### WHAT NEEDS TO BE DONE
Select all lines in the records that include "true".

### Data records
┄┄┄┄┄┄

Issue #1610, opened 2026-07-11
Flaky test: TestE2E_PaneFlow times out on darwin CI (blocks auto-preview on every merge)


sachiniyer:
`TestE2E_PaneFlow` (app/pane_model_test.go) flakes on the **darwin** matrix of the auto-preview "Build Binary and Test" job, blocking the preview cut on essentially every master merge.

**Evidence it's a flake, not a regression:**
- Failed on the #1608 merge (darwin/arm64) AND the #1609 merge (darwin/amd64) — two *unrelated* PRs (archive-UX; agent-skill injection), neither touching the pane flow.
- The required **linux `Test` check passes** both times; local build clean; re-running the darwin job passes.
- Failure is a timeout: `pane_model_test.go:1431: timeout after 5s waiting for: x hides the focused pane` — a real `tea.Program` E2E step timing out on the slower/contended darwin runner.

**Impact:** the flake doesn't affect the stable release (that workflow is pure build, no tests) but it reddens the auto-preview Build on every merge, which trains us to ignore master CI failures — dangerous (it could mask a real break; see the two false alarms this session).

**Fix direction:** the 5s wait is too tight for darwin CI. Make the E2E waits robust — a generous timeout (and/or poll-until instead of a fixed deadline) for the `tea.Program` step transitions. Confirm it's runner-slowness, not a genuine race (darwin-only + linux-passing + re-run-passing strongly indicates slowness). Do NOT just paper over a real race if you find one.

PR #2427, opened 2026-07-23
security(config): judge config-set exposure inside the lock (#2412)

### LINKED ISSUE #2412: [Detail Bug] CLI config-set exposure warning can be skipped under concurrent writes (TOCTOU)
# Detail Bug Report

https://app.detail.dev/org_d0a388e8-ab25-4b0e-bf83-9421012703cd/bugs/bug_2ececdc9-a074-40f2-8be6-bde82d5a6176

Introduced in [#1928](https://github.com/sachiniyer/agent-factory/pull/1928) by @sachiniyer on Jul 17, 2026

# Summary
- **Context**: `SetGlobalConfigValue` in `config/configset.go` surgically writes a single key into `config.toml` and emits a security warning (`exposureWarning`) when the resulting config would serve an unauthenticated control plane to the network.
- **Bug**: `exposureWarning` uses a `*Config` loaded BEFORE the file lock is acquired, while the raw file bytes are correctly re-read INSIDE the lock — so the security warning can be based on stale data when another process modifies the config in the TOCTOU window.
- **Actual vs. expected**: The warning should reflect the config as it exists at the time of the write (inside the lock), but instead reflects the config as it existed before the lock, missing warnings about exposed network listeners.
- **Impact**: Both racing processes can miss CLI warnings AND the daemon does NOT re-emit its warning until restart. The user has zero automatic notification that their control plane is exposed to the network without authentication.

# Code with Bug
```go
// Config loaded BEFORE the lock
currentCfg, err := LoadConfig()
if err != nil {
    return nil, fmt.Errorf("refusing to write: the current config does not load: %w", err)
}

// ... compute paths ...

var result *SetResult
writeErr := WithFileLock(tomlPath, func() error {
    current, err := os.ReadFile(tomlPath)  // FRESH re-read inside lock
    // ... surgical edit and write based on fresh data ...
    if w := exposureWarning(currentCfg, key, canonical); w != "" {  // <-- BUG 🔴 uses pre-lock stale config for warning
        result.Warnings = append(result.Warnings, w)
    }
    return nil
})
```

```go
func exposureWarning(cfg *Config, key, canonical string) string {
    addr, tokenRequired := cfg.ListenAddr, cfg.RequireToken  // <-- BUG 🔴 other field can be stale across race
    switch key {
    case "listen_addr":
        addr = canonical
    case "require_token":
        tokenRequired = canonical == "true"
    }
    if !ListenerServesUnauthenticatedNetwork(addr, tokenRequired) {
        return ""
    }
    // ... warning message ...
}
```

# Explanation
`SetGlobalConfigValue` correctly re-reads `config.toml` inside `WithFileLock` to perform the surgical edit, but it computes `exposureWarning` from `currentCfg` that was loaded before the lock. Since `exposureWarning` needs both `listen_addr` and `require_token` to determine exposure, and it only substitutes the key being changed, the “other” value can be stale if another process updates the file between `LoadConfig()` and lock acquisition.

This is confirmed by a race test (`TestBothRacingProcessesMissWarning`) where:
- Process A sets `listen_addr=0.0.0.0:8443` while Process B concurrently sets `require_token=false`.
- Each process’s warning check uses a stale “other” value (A sees `require_token=true`; B sees `listen_addr=127.0.0.1:8443`) so both warnings are suppressed, even though the final config is exposed.

## Codebase Inconsistency
The daemon is not an automatic safety net for this missed CLI warning: it emits the exposure notice only at startup and does not reload config while running (its config snapshot is set once and never reloaded). Therefore, if the daemon stays running after the config becomes exposed, there is no automatic warning until the next restart.

# Failing Test
```go
package config

import (
    "testing"
)

func TestBothRacingProcessesMissWarning(t *testing.T) {
    // See configset_test.go:697-820 in repo.
    // This test orchestrates a race where:
    // - A sets listen_addr to 0.0.0.0:8443
    // - B sets require_token=false
    // and asserts both A and B receive NO exposure warning, despite the final config being exposed.
}
```

Test output:
```
=== RUN   TestBothRacingProcessesMissWarning
=== RUN   ProcessA_sets_listen_addr_misses_warning_due_to_stale_token
    BUG CONFIRMED: A set listen_addr to network while B had set require_token=false,
    A got NO warning, but config is now exposed (listen_addr="0.0.0.0:8443", require_token=false)
=== RUN   ProcessB_sets_require_token_misses_warning_due_to_stale_listen_addr
    BUG CONFIRMED: B set require_token=false while A had set listen_addr to network,
    B got NO warning, but config is now exposed (listen_addr="0.0.0.0:8443", require_token=false)
--- PASS: TestBothRacingProcessesMissWarning
```

# Recommended Fix
Inside `WithFileLock`, parse the freshly read `current` bytes into a config object and pass that to `exposureWarning` (instead of `currentCfg` from before the lock).

# History
This bug was introduced in commit 6d3048ba.

sachiniyer:
## Summary

`af config set` re-read `config.toml` inside the file lock to make its surgical edit, but judged the tokenless-network-listener warning from a `*Config` loaded **before** the lock. The exposure is a pairing — a non-loopback `listen_addr` together with `require_token = false` — so judging it needs the value of the key the caller is *not* setting, and that value came from the stale pre-lock snapshot.

Two processes racing therefore each saw the other's half as it was before the race: `af config set listen_addr 0.0.0.0:8443` read `require_token = true`, `af config set require_token false` read a loopback `listen_addr`, both exited 0 silently, and the config left on disk served an unauthenticated control plane with nobody having been told.

The daemon is not a backstop. It emits its own notice only when it binds, so an already-running daemon says nothing until the next restart. The API this listener serves includes `DeliverPrompt`, which types instructions into a running agent and submits them.

## Report verification

Verified against `master` @ `6f90d5b1` before writing any code — the report is **accurate and current**:

- `config/configset.go:298` loaded `currentCfg` before the lock; `:311` correctly re-read the raw bytes inside it; `:327` passed the **pre-lock** config to `exposureWarning`.
- `exposureWarning` spliced only the key being written and took the other half from that stale config, exactly as reported.

## Fix

Extract the critical section into `scalarWrite.apply` and judge the exposure from the config `parseConfigTOML` **already** produces as the "this still loads" gate — the exact config the write results in. `LoadConfig` stays, as a precondition only.

That removes the reconstruction as well: `exposureWarning` no longer splices the written value into a snapshot of the other one, because the parsed result already carries it. Whichever racer writes second now sees the full pairing and warns. The one that writes first genuinely was not exposed at its write time, so its silence is correct — the exposure cannot come into being with nobody told.

`parseConfigTOML` is the same function `LoadConfig` reaches for these bytes (`parseLoadedConfigTOML` adds provenance, not values), so the judged config is the one the daemon will load.

### Adjacent call-site audit

`withGlobalConfigLock` (`config/config_save.go:40-45`) already treats its pre-lock `LoadConfig` as a precondition only, discards the value, and documents re-reading inside the lock with `loadConfigLocked`. `configset.go` was the **lone** site that carried the loaded values into the critical section. It now matches the pattern that was already in-tree.

## Fail-first

The window is recreated directly rather than raced for, so the test is deterministic — no sleeps, no goroutines, no timing luck that could silently stop covering the bug. It captures what a pre-lock `LoadConfig` returns, lets a competing writer change the other half of the pairing on disk, and only then applies the write.

Watched fail with the pre-fix logic reinstated inside the new structure, **both directions**:

```
--- FAIL: TestExposureWarningJudgesTheFileInsideTheLock/listen_addr_write_lands_on_a_token_that_was_turned_off
    setting listen_addr="0.0.0.0:8443" made the control plane unauthenticated on the
    network (listen_addr="0.0.0.0:8443", require_token=false) and printed NOTHING.
    The warning was judged from the config loaded before the file lock
    (listen_addr="127.0.0.1:8443", require_token=true), not from the file this write
    actually landed on.
--- FAIL: TestExposureWarningJudgesTheFileInsideTheLock/require_token_write_lands_on_a_listener_that_moved_to_the_network
    setting require_token="false" made the control plane unauthenticated on the
    network (listen_addr="0.0.0.0:8443", require_token=false) and printed NOTHING.
```

Green after the fix. Both premises are asserted in-test (the seed is provably not exposed; the result provably is), so neither case can pass for the wrong reason.

Negative controls, so the fix cannot buy the warning with noise — a warning nobody reads is the same outcome as no warning:

- a competing writer that turns the token back on → silent
- a write that *closes* an existing exposure → silent
- an unrelated key on an already-exposed config → silent

## Verification

Exact pushed head: `5834a7cb`

- `go build ./...`
- `gofmt -l .` (no output)
- `scripts/lint-file-length.sh` (985 files, 0 grandfathered)
- `make test-container`
- `go test ./config/` green, including the pre-existing `TestSetGlobalConfigValueWarnsOnTokenlessNetworkListener` and `TestExposureWarningAgreesWithTheDaemonNotice` (both updated to the new `exposureWarning` signature; what they pin — that the set-time warning and the daemon notice fire on exactly the same configs — is unchanged)

No user-visible copy or behavior change other than the warning now firing when it should.

Closes #2412

### DIFF
--- a/config/authposture_test.go
+++ b/config/authposture_test.go
@@ -177,8 +177,9 @@ func TestExposureWarningAgreesWithTheDaemonNotice(t *testing.T) {
 			t.Run(name, func(t *testing.T) {
 				cfg := DefaultConfig()
 				cfg.RequireToken = requireToken
+				cfg.ListenAddr = addr
 
-				warned := exposureWarning(cfg, "listen_addr", addr) != ""
+				warned := exposureWarning(cfg, "listen_addr") != ""
 
 				noticedCfg := DefaultConfig()
 				noticedCfg.ListenAddr = addr
--- a/config/configset.go
+++ b/config/configset.go
@@ -193,9 +193,16 @@ type SetResult struct {
 	Warnings []string `json:"warnings,omitempty"`
 }
 
-// exposureWarning returns a warning when the config that RESULTS from this set
-// serves an unauthenticated control plane to the network — the combination of a
+// exposureWarning returns a warning when cfg — the config that RESULTS from
+// this set, parsed from the bytes about to be written — serves an
+// unauthenticated control plane to the network, i.e. the combination of a
 // non-loopback listen_addr and require_token = false.
+//
+// cfg is the OUTCOME, not the starting point: it already carries the value
+// being written, so nothing is spliced in here. That is deliberate (#2412) —
+// splicing meant taking the other half of the pairing from a config loaded
+// before the file lock, which two racing writers could each read stale. See
+// scalarWrite.apply.
 //
 // It exists because this is now easy to do by accident. Before `listen_addr`
 // became settable, exposing the listener took a deliberate hand-edit; now it is
@@ -217,28 +224,26 @@ type SetResult struct {
 // and the daemon repeats it once when the listener binds (startHTTPServer) — it
 // no longer forecasts a failure, because there is not going to be one.
 //
-// Both directions of the pairing are checked, because either key can create the
+// Both directions of the pairing warn, because either key can create the
 // exposure: pointing listen_addr at the network while the token is off, or
-// turning the token off while listen_addr is already on the network.
+// turning the token off while listen_addr is already on the network. Setting
+// any OTHER key stays silent even on an already-exposed config — this speaks to
+// the change the user just made, and warning on every unrelated `config set`
+// would train them to ignore it.
 //
 // The exposure test is ListenerServesUnauthenticatedNetwork — the SAME predicate
 // the daemon's refusal uses, itself built on the IsLoopbackListenAddr the token
 // gate derives from. Two definitions of "is this exposed" drifting apart is
 // precisely how a security check rots, so there is only one.
-func exposureWarning(cfg *Config, key, canonical string) string {
+func exposureWarning(cfg *Config, key string) string {
 	if cfg == nil {
 		return ""
 	}
-	addr, tokenRequired := cfg.ListenAddr, cfg.RequireToken
-	switch key {
-	case "listen_addr":
-		addr = canonical
-	case "require_token":
-		tokenRequired = canonical == "true"
-	default:
+	if key != "listen_addr" && key != "require_token" {
 		return ""
 	}
-	if !ListenerServesUnauthenticatedNetwork(addr, tokenRequired) {
+	addr := cfg.ListenAddr
+	if !ListenerServesUnauthenticatedNetwork(addr, cfg.RequireToken) {
 		return ""
 	}
 	return fmt.Sprintf("WARNING: %s is reachable from the network and require_token is false, which puts a "+
@@ -291,12 +296,10 @@ func SetGlobalConfigValue(key, rawValue string) (*SetResult, error) {
 
 	// Ensure config.toml exists (migrating a legacy config.json if needed) and
 	// that the current config actually loads, so a later parse failure is
-	// unambiguously our edit's fault, not a pre-existing broken file. The loaded
-	// config is KEPT: exposureWarning needs the values this write lands on to
-	// judge the resulting posture — a listen_addr write is only dangerous in the
-	// company of require_token = false, and vice versa.
-	currentCfg, err := LoadConfig()
-	if err != nil {
+	// unambiguously our edit's fault, not a pre-existing broken file. This is a
+	// PRECONDITION only — the loaded values are deliberately not carried into the
+	// write. See scalarWrite.apply for why (#2412).
+	if _, err := LoadConfig(); err != nil {
 		return nil, fmt.Errorf("refusing to write: the current config does not load: %w", err)
 	}
 	configDir, err := GetConfigDir()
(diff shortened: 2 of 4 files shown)


sachiniyer:

The Codex GitHub app was requested automatically on open and answered with its usage-limit message ("You have reached your Codex usage limits for code reviews") — it is rate-limited until Jul 28. Requested once; not re-requested.

So there is **no AI review verdict on `5834a7cb`**. Per the merge gate this must not be merged on CI alone — it needs an independent review on this exact head before it lands.

— Captain Claude

sachiniyer:
**Note on the local `make test-container` run — one failure, investigated, not this change.**

The local containerized full-suite run on `5834a7cb` came back green everywhere except:

```
--- FAIL: TestE2E_PaneFlow (30.11s)
    pane_model_test.go:1422: timeout after 30s waiting for: x hides the focused pane
FAIL	github.com/sachiniyer/agent-factory/app	159.964s
```

I did not wave this through as "a flake". Evidence it is dev-box contention:

1. **Isolated re-run in the same container, same binary: passes instantly, 3/3.** `make test-container GOTESTARGS="./app -run TestE2E_PaneFlow -count=3 -v"` → `--- PASS` in **0.13s** each. Under full-suite parallel load the same test starved for the full 30s timeout. (I re-ran with `-v` specifically because a bare `ok` in 0.28s could have meant the test never ran — the `=== RUN` lines prove it did.)
2. **The diff cannot reach it.** This PR touches `config/` only; `ok config 3.075s` in the same run, and `TestE2E_PaneFlow` is a TUI pane-hiding e2e that never calls `SetGlobalConfigValue`.
3. **Known timing-sensitive test.** Two prior PRs exist solely to harden it: #1610 and #1611, both "harden TestE2E_PaneFlow against darwin CI timing flake". It waits on `e2eAsyncTimeout` (30s) for async TUI state.
4. **Loaded box.** Load average 5.30 with other lanes running their own containers concurrently.
5. **CI agrees.** On this exact head, `Test` (5m2s) and `Test (macOS)` (6m18s) both **pass** on clean runners — the same suite, no contention.

Recording it rather than deleting the signal: if this test starts failing on CI, that is a different and real problem.

— Captain Claude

┄┄┄┄┄┄

### TASK ANSWER
        tokenRequired = canonical == "true"
- Each process’s warning check uses a stale “other” value (A sees `require_token=true`; B sees `listen_addr=127.0.0.1:8443`) so both warnings are suppressed, even though the final config is exposed.
Two processes racing therefore each saw the other's half as it was before the race: `af config set listen_addr 0.0.0.0:8443` read `require_token = true`, `af config set require_token false` read a loopback `listen_addr`, both exited 0 silently, and the config left on disk served an unauthenticated control plane with nobody having been told.
    (listen_addr="127.0.0.1:8443", require_token=true), not from the file this write
-		tokenRequired = canonical == "true"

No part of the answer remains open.